Use BLAKE2 with pre-fix construction and this is also secure since it has also resistance to length extension attacks. BLAKE is a really fast hash function, and now it has a parallel version BLAKE3, too (need some time for security analysis). Wireguard uses BLAKE2 as MAC.
Then I include this SHA-1 in the communication and the server, which can do the same calculation. And hopefully, nobody would be able to figure out the "secret key".
But is this really true?
If you know that this is how I did it, you would know that I did put a timestamp in there and you would see the SHA-1. Can you then use those two and figure out the "secret key"?
secret_key = bruteforce_sha1(sha1, timestamp)
You did not define the size of your secret. If your attacker knows the timestamp, then they try to look for it by searching. If we consider the collective power of the Bitcoin miners, as of 2022, they reach around ~293 double SHA-256 in a year. Therefore, you must adjust your security according to your risk. As of 2022, NIST's minimum security is 112-bit. One should consider the above 128-bit for the secret size.
Note1: I guess you could brute force in some way, but how much work would that actually be?
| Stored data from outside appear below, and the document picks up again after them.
PR #622, opened 2017-08-12
Direct attach SBIG in Linux

CheyenneWills:
Following changes:
- fix a link error for indilib (requires nova libraries)
- use "system" installed copy of SBIG SDK.
- color support for sbig

Fixed a load error with current indilib (indilib appears to need the nova libraries).

The changes are fairly small (mostly in thirdparty/thirdparty.cmake).
I created a section to handle the case where the sbig libraries are loaded on the system

Added check for color on sbig cameras and call the QuickLRecon function

(sorry about the line end change change in cam_SBIG.cpp for the color support.
Here's the diff ignoring whitespace for the color support)

```
@@ -70,6 +70,7 @@ Camera_SBIGClass::Camera_SBIGClass()
     UseTrackingCCD = false;
     HasShutter = true;
     HasSubframes = true;
+    IsColor = false;
 }
 
 Camera_SBIGClass::~Camera_SBIGClass()
@@ -348,6 +349,8 @@ bool Camera_SBIGClass::Connect(const wxString& camId)
     Debug.Write(wxString::Format("SBIG: %s type=%u, UseTrackingCCD=%d, MaxBin = %hu, 1x1 size %d x %d, 2x2 size %d x %d\n", gcir0.name, gcir0.cameraType, UseTrackingCCD, MaxBinning, m_imageSize[0].x, m_imageSize[0].y, m_imageSize[1].x, m_imageSize[1].y));
 
     Name = gcir0.name;
+    IsColor = Name.find("Color");
+   
     Connected = true;
     return false;
 }
@@ -544,6 +547,9 @@ bool Camera_SBIGClass::Capture(int duration, usImage& img, int options, const wx
     }
 
     if (options & CAPTURE_SUBTRACT_DARK) SubtractDark(img);
+    if (IsColor && Binning == 1 && (options & CAPTURE_RECON)) {
+        QuickLRecon(img);
+    }
 
     return false;
 }
```

### DIFF
--- a/cam_SBIG.cpp
+++ b/cam_SBIG.cpp
@@ -70,6 +70,7 @@ Camera_SBIGClass::Camera_SBIGClass()
     UseTrackingCCD = false;
     HasShutter = true;
     HasSubframes = true;
+    IsColor = false;
 }
 
 Camera_SBIGClass::~Camera_SBIGClass()
@@ -348,6 +349,8 @@ bool Camera_SBIGClass::Connect(const wxString& camId)
     Debug.Write(wxString::Format("SBIG: %s type=%u, UseTrackingCCD=%d, MaxBin = %hu, 1x1 size %d x %d, 2x2 size %d x %d\n", gcir0.name, gcir0.cameraType, UseTrackingCCD, MaxBinning, m_imageSize[0].x, m_imageSize[0].y, m_imageSize[1].x, m_imageSize[1].y));
 
     Name = gcir0.name;
+    IsColor = Name.find("Color");
+   
     Connected = true;
     return false;
 }
@@ -544,6 +547,9 @@ bool Camera_SBIGClass::Capture(int duration, usImage& img, int options, const wx
     }
 
     if (options & CAPTURE_SUBTRACT_DARK) SubtractDark(img);
+    if (IsColor && Binning == 1 && (options & CAPTURE_RECON)) {
+        QuickLRecon(img);
+    }
 
     return false;
 }
--- a/cam_SBIG.h
+++ b/cam_SBIG.h
@@ -38,6 +38,8 @@
 
 #if defined (__APPLE__)
 #include <SBIGUDrv/sbigudrv.h>
+#elif defined(__LINUX__)
+    #include <sbigudrv.h>
 #else
 #include "cameras/Sbigudrv.h"
 #endif
@@ -48,6 +50,7 @@ class Camera_SBIGClass : public GuideCamera
     bool m_driverLoaded;
     wxSize m_imageSize[2]; // 0=>bin1, 1=>bin2
     double m_devicePixelSize;
+    bool IsColor;
 
 public:
     Camera_SBIGClass();
--- a/cameras.h
+++ b/cameras.h
@@ -111,6 +111,7 @@
 # define INDI_CAMERA
 # define ZWO_ASI
 # define SXV
+# define SBIG
 
 #endif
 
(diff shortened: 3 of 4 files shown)


agalasso:
Thanks for the PR.  The latest INDI lib no longer depends on libnova, so I think that part should be removed. Perhaps your distro has not received that change from upstream INDI?

agalasso:
would it be possible to revert the line-ending changes in cam_SBIG.cpp so we can see the actual diff? (you can use unix2dos to get back to the original DOS-style line endings.)  This is our problem in the phd2 source tree since we really should not have the files saved with DOS line terminators, but until we fix this it would help if you could go with the flow, thanks.

CheyenneWills:
I did include the diff output  for cam_SBIG.cpp in the pull request comments above.  There are three small changes in cam_SBIG.cpp to add the check for color (create the flag, test the name returned for Color and then check to see if QuickLRecon needs to be called). 

(I can also do a unix2dos and commit that..  -- I understand the grief :) -- just let me know.)

I'm at indilib 1.4.1 (which is the current stable level level according to the indilib.org code repository).  I'm using a Gentoo system with an ebuild from -> http://indilib.org/download/gentoo.html.  The indilib source does require libnova according to their install instructions -> https://github.com/indilib/indi/blob/master/libindi/INSTALL

agalasso:
> I can also do a unix2dos and commit that

yes, please do

> I'm at indilib 1.4.1

the indilib changes that remove the libnova dependency came in on 7/19/2017, so they are not present in 1.4.1.  You'll need to use newer indilib code, so probably best to [build indilib from source](https://github.com/indilib/indi#building)

I updated the [PHD2 build instructions](https://github.com/OpenPHDGuiding/phd2/wiki/BuildingPHD2OnLinux) to clarify this... sorry you ran into the problem.

CheyenneWills:
I created a new branch and pushed the crlf change back into that (and created a new pull request off that).  (I have some local changes in the phd2 that is specific to a camera that has a "broken" firmware -- working with the vendor to fix)

I pulled the current indilib source and the current development level still has references to libnova. 
(not fully complete.. but..)
```
libindi/libs/indibase/indiccd.cpp:#include <libnova/julian_day.h>
libindi/libs/indibase/indiccd.cpp:#include <libnova/ln_types.h>
libindi/libs/indibase/indiccd.cpp:#include <libnova/precession.h>
libindi/libs/indibase/indidetector.cpp:#include <libnova/julian_day.h>
libindi/libs/indibase/indidetector.cpp:#include <libnova/ln_types.h>
libindi/libs/indibase/indidetector.cpp:#include <libnova/precession.h>
libindi/libs/indibase/indidome.cpp:#include <libnova/julian_day.h>
libindi/libs/indibase/indidome.cpp:#include <libnova/sidereal_time.h>
libindi/libs/indibase/indidome.cpp:#include <libnova/transform.h>
libindi/libs/indibase/indidome.h:#include <libnova/ln_types.h>
libindi/libs/indibase/inditelescope.h:#include <libnova/julian_day.h>
libindi/libs/indicom.c:#include <libnova/julian_day.h>
libindi/libs/indicom.c:#include <libnova/sidereal_time.h>
libindi/libs/indicom.h:    \param iso_date a pointer to a \e ln_date structure to store the extracted time and date (libnova).
```

agalasso:
> I pulled the current indilib source and the current development level still has references to libnova

right, when you build indi it will produce several libraries, some of which require libnova.  The indi client library (libindiclient.a) is the only one that gets linked with phd2 and libindiclient.a does not have any libnova dependency.

When you do the full indi build, it will require libnova, but the dependency will not propagate to phd2.

CheyenneWills:
Okay... I just pushed my changes.  latest removes the libnova update.

So.. the only real changes are adding color camera detecting in cam_SBIG and pulling in the SBIG universal drivers when loaded into the system.

agalasso:
closing this PR, following-up in PR #623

Given the answer above. As a special case, against the possible implementation of Grover's algorithm ( a Quantum algorithm for finding pre-images), one should use hash functions larger than 256 output size.
Note2: I don't plan to encrypt any data, I just would like to know who sent it.
This is not the way. Your construction can only work if the secret is mutually shared like a DHKE. That is the secret only known to party the sender and you. Instead of managing this, a better way is to use digital signatures to solve this issue. Besides, one will get non-repudiation, too.
Any hashing algorithm is reversible, if applied to strings of max length L. The only matter is the value of L. To assess it exactly, you could run the state of art dehashing utility, hashcat. It is optimized to get best performance of your hardware.
That's why you need long passwords, like 12 characters. Here they say for length 8 the password is dehashed (using brute force) in 24 hours (1 GPU involved). For each extra character multiply it by alphabet length (say 50). So for 9 characters you have 50 days, for 10 you have 6 years, and so on. It's definitely inaccurate, but can give us an idea, what the numbers could be.